Inspecting and deleting suspended stateful tasks

In order to destroy and clean up persistent volumes and free the reserved resources associated with a task, perform 2 steps:

  1. Locate the agent containing the persistent volume and remove the data inside it.
  2. Send an HTTP DELETE request to Marathon that includes the wipe=true flag.

To locate the agent, inspect the Marathon UI and check out the detached volumes on the Volumes tab. Or, query the /v2/apps endpoint, which provides information about the host and Mesos slaveId.

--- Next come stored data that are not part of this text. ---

PR #1009, opened 2023-07-12
added tile overlap parameter

subinkitware:


histomicstk/cli/NucleiDetection/NucleiDetection.xml
```diff
@@ -159,6 +159,13 @@
       <description>Minimum area that each nucleus should have</description>
       <longflag>min_nucleus_area</longflag>
       <default>80</default>
+    </double>
```
manthey, line 162: If this is in pixels, it really should be an integer.  I'd move it to immediately after the `analysis_tile_size` parameter.  (And that parameter, too, really should be an integer).

subinkitware: Yes, I agree. I checked the function which takes this as an argument. It was also expecting an integer. I've updated the code with these changes.

subinkitware:
This new updated code solves some of the edge cases that happen when the tile size is smaller than the given overlap size. When it is smaller, a portion of the bottom and right edges nuclei are not getting segmented since the algorithm removes the mask present in that region.  Now, I kept a check if the tile size is smaller than the given overlap size there will not be any overlap removal.

histomicstk/cli/NucleiDetection/NucleiDetection.py
```diff
@@ -276,9 +267,19 @@ def main(args):
...
-    # retrive style and frame
+    # retrive style
     if not args.style or args.style.startswith('{#control'):
         args.style = None
+
+    # initial arguments
+    it_kwargs = {
+        'tile_size': {'width': args.analysis_tile_size},
+        'scale': {'magnification': args.analysis_mag},
+        'tile_overlap': {'x': args.tile_overlap_value, 'y': args.tile_overlap_value, 'edges': True},
```
manthey, line 278: I don't think there is any benefit in using `edges: True`.  You'll end up with more tiles, but not usefully as the additional area will largely get trimmed or duplicated.

histomicstk/segmentation/label/delete_overlap.py
```diff
@@ -0,0 +1,65 @@
...
+    """
+
+    # Compute the half of the overlap values
+    left_overlap = max(overlap_info['left'] // 2, 0)
+    right_overlap = max(overlap_info['right'] // 2, 0)
+    top_overlap = max(overlap_info['top'] // 2, 0)
+    bottom_overlap = max(overlap_info['bottom'] // 2, 0)
+
+    # Check if the tile size is smaller than 1.5 times the overlap in height or width
+    if tile_size['height'] < overlap_info['top']  \
```
manthey, line 36: I don't understand where this is necessary.  You can't specify an overlap as large as the tile, so there will always be some core tile.  If we are discarding nuclei that are completely in the overlap and the overlap is larger than the largest nuclei, we should never discard too much.  If we discard nuclei that are partially in the outer half of the overlap and the overlap is larger than twice the largest nuclei, we should never discard too much.  Maybe I'm missing something.

histomicstk/segmentation/label/delete_overlap.py
```diff
@@ -0,0 +1,52 @@
...
+    bottom_overlap = max(overlap_info['bottom'] // 2, 0)
+
+    im_label_del = np.zeros_like(im_label)
+
+    if np.any(im_label):
+
+        # Create a border mask based on the overlap values
+        im_border_mask = np.zeros_like(im_label)
+        im_border_mask[:left_overlap, :] = left_overlap > 0
+        im_border_mask[-right_overlap:, :] = right_overlap > 0
```
manthey, line 38: I don't think this will do what you want when `right_overlap` is 0.  In this case, you're doing `im_border_mask[0:, :] = False`, which is going to undo the `left_overlap` mask.  Further, when you do the same to the `bottom_overlap` where it is 0, it will undo all of the overlap masking.

I think you need to do:
```
if right_overlap:
  im_border_mask[-right_overlap:, :] = True
```
for right and bottom.

histomicstk/segmentation/label/delete_overlap.py
```diff
@@ -0,0 +1,52 @@
...
+
+    Returns:
+        ndarray: Image label with overlapping regions deleted.
+    Note:
+        This function assumes the necessary imports, such as `np`, are already present.
+
+    """
+
+    # Compute the half of the overlap values
+    left_overlap = max(overlap_info['left'] // 2, 0)
```
manthey, line 26: I don't think the overlap info can ever have negative values.  Is the `max` necessary?

histomicstk/segmentation/label/delete_overlap.py
```diff
@@ -0,0 +1,52 @@
...
+    right_overlap = max(overlap_info['right'] // 2, 0)
+    top_overlap = max(overlap_info['top'] // 2, 0)
+    bottom_overlap = max(overlap_info['bottom'] // 2, 0)
+
+    im_label_del = np.zeros_like(im_label)
```
manthey, line 31: We should move this to just before it is used.  No need to allocate memory until it is useful.

histomicstk/segmentation/label/delete_overlap.py
```diff
@@ -0,0 +1,52 @@
...
+        border_indices = np.unique(im_label[im_border_mask > 0])
+        border_indices = border_indices[border_indices > 0]
+
+        if len(border_indices) == 0:
+            return im_label
+
+        # Condense and delete the border regions from the image label
+        im_label_del = condense(delete(im_label, border_indices))
+
+    return im_label_del
```
manthey, line 52: It reaches here if `np.any(im_label)` is false.  Should we just return `im_label` in that case? (rather than making a new zero array and returning it)

histomicstk/segmentation/label/delete_overlap.py
subinkitware: I've made the changes you mentioned above. Also the order of the elements is invested since it is `[row, column]` in the NumPy array.

histomicstk/segmentation/label/delete_overlap.py
subinkitware: Great observation, I've made the changes according to your comments. The same allocation also happened in the `delete_border.py` code. So, I've also changed that too.

histomicstk/segmentation/label/delete_overlap.py
subinkitware: I agree, I've updated this to the `delete_border.py` code also.

.gitignore
```diff
@@ -92,6 +92,8 @@ HistomicsTKDocker.code-workspace
 histomicstk/Debugging
 .devcontainer/
 MANIFEST.in
+.pre-commit-config.yaml
+run_tests_code_cleanup.sh
```
manthey, line 96: I merged a change which doesn't require explicit clean up between runs of `tox -e docs` (though it still is necessary when testing different versions of python because scikit-build leaves artifacts).  You might not need your local script any more.  (You can leave this here, though).

histomicstk/cli/NucleiDetection/NucleiDetection.py
```diff
@@ -106,6 +96,12 @@ def detect_tile_nuclei(slide_path, tile_position, args, it_kwargs,
 
         im_nuclei_seg_mask = htk_seg_label.delete_border(im_nuclei_seg_mask)
 
+    # Delete overlapping border nuclei
+    if any(tile_info.values()) > 0:
```
manthey, line 100: Did you mean `if any(tile_info['tile_overlap'].values()) > 0:`?

subinkitware: Yes. I've made that changes in the code but forgot to push it. That was the only addition to the code.

histomicstk/segmentation/label/delete_border.py
```diff
@@ -41,6 +39,9 @@ def delete_border(im_label):
         if len(border_indices) == 0:
             return im_label
 
+        # Condense and delete the border regions from the image label
+        im_label_del = np.zeros_like(im_label)
         im_label_del = condense(delete(im_label, border_indices))
-
-    return im_label_del
+        return im_label_del
+    else:
```
manthey, line 46: Because the previous block returns, the `else` is unnecessary.  The code flow might be easier to read if we did the converse and then more of the code would be outdented:
```
if not np.any(im_label):
    return im_label
im_border_mask = ...
...
```

.gitignore
subinkitware: That's great, I wrote this bash script to do other things too. Otherwise, I'll have to go around and find the exact line of code to run. It does testing, cleaning, deployment, and autopep8 to a specific location if the tox -e format doesn't work.
`#!/bin/bash
set +e

# Prompt the user to enter the first string
read -p "Select the type a-all, c-clean, d-deploy, p-autopep8, t-test: " VAR

# Function: Run tests
run_tests() {
  echo "------------> Running nuclei detection test"
  tox -e py310 -- -k test_nuclei_segmentation
  echo "------------> Running cli results test"
  tox -e py310 -- -k test_cli_results
  echo "------------> All Good"
}

# Function: Run cleanup
run_cleanup() {
  echo "------------> clean the code for erros"
  tox -e format
  echo "------------> Run Flake code checking"
  tox -e flake8
  echo "------------> Run pre-commit code check"
  pre-commit run --all-files
  echo "------------> All Good"
}

# Function: Run deployment
run_deploy() {
  echo "------------> Deploying docker"
  docker build -f Dockerfile -t sek_histomicstk:2.0 .
  echo "------------> All Good"
}

# Function: Run deployment
run_autopep8() {
  read -p "provide relative path to file: " VAR2
  autopep8 "$VAR2" --in-place --pep8-passes 2000 --verbose
  echo "------------> All Good"
}

# Function: Run everything
run_everything() {
  run_tests
  run_cleanup
  run_deploy
}

if [ "$VAR" == "t" ]; then
  run_tests
fi

if [ "$VAR" == "c" ]; then
  run_cleanup
fi

if [ "$VAR" == "d" ]; then
  run_deploy
fi

if [ "$VAR" == "p" ]; then
  run_autopep8
fi

if [ "$VAR" == "a" ]; then
  run_everything
fi
`

manthey: I'm also a big fan of having a local bash script to manage my projects -- I usually have them outside of the repo directory and in my path.

subinkitware: Okay, I'll keep it outside the main repo then.

manthey: You don't have to -- adding the line to the .gitignore is fine.

manthey (approved):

$ http GET http://dcos/service/marathon/v2/apps/postgres/tasks

response:

{
  "appId": "/postgres", 
  "host": "10.0.0.168", 
  "id": "postgres.53ab8733-fd96-11e5-8e70-76a1c19f8c3d", 
  "localVolumes": [
    {
      "containerPath": "pgdata", 
      "persistenceId": "postgres#pgdata#53ab8732-fd96-11e5-8e70-76a1c19f8c3d"
    }
  ], 
  "slaveId": "d935ca7e-e29d-4503-94e7-25fe9f16847c-S1"
}

Note: A running task will show stagedAt, startedAt and version in addition to the information provided above.

You can then

  1. Remove the data on disk by ssh'ing into the agent and running the rm -rf <volume-path>/* command.
  2. Delete the task with wipe=true, which will expunge the task information from the Marathon internal repository and eventually destroy the volume and unreserve the resources previously associated with the task:
http DELETE http://dcos/service/marathon/v2/apps/postgres/tasks/postgres.53ab8733-fd96-11e5-8e70-76a1c19f8c3d?wipe=true

View the Status of Your Application with Persistent Local Volumes

After you have created your application, click the Volumes tab of the application detail view to get detailed information about your app instances and associated volumes.

The Status column tells you if your app instance is attached to the volume or not. The app instance will read as “detached” if you have scaled down your application. Currently the only Operation Type available is read/write (RW).

Click a volume to view the Volume Detail Page, where you can see information about the individual volume.